Example use cases#

Tabular data#

Kaggle Heart Failure Prediction#

This is a binary classification problem where the goal is to predict risk of heart disease. The heart failure dataset is available on Kaggle. The dataset contains 11 features and 1 target variable.

MIMICIV Mortality Prediction#

This is a binary classification problem where the goal is to predict risk of in-hospital mortality. The MIMICIV dataset is an EHR dataset collected from a single hospital site, which includes ICU data.

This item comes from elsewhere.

Issue #5189, opened 2019-11-20
Finder should give the class of the exact result


VincentBlondeau:
Example: 'ababa' .  $a . $z . 'zbzbz'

Synthea Prolonged Length of Stay Prediction#

This is a binary classification problem where the goal is to predict whether a patient will have a prolonged length of stay in the hospital (more than 7 days). The synthea dataset is generated using Synthea which is a synthetic patient generator. The dataset contains observations, medications and procedures as features.

Diabetes 130-US Hospitals for Years 1999-2008 Readmission Prediction#

This is a binary classification problem where the goal is to predict risk of readmission. The diabetes dataset is available on UCI Machine Learning Repository. The dataset contains 47 features and 1 target variable.

Image data#

NIH Chest X-ray classification#

This tutorial showcases the use of the tasks API to implement a chest X-ray classification task. The dataset used is the NIH Chest X-ray dataset, which contains 112,120 frontal-view X-ray images of 30,805 unique patients with 14 disease labels.

The tutorial also demonstrates the use of the evaluate API to evaluate the performance of a model on the task.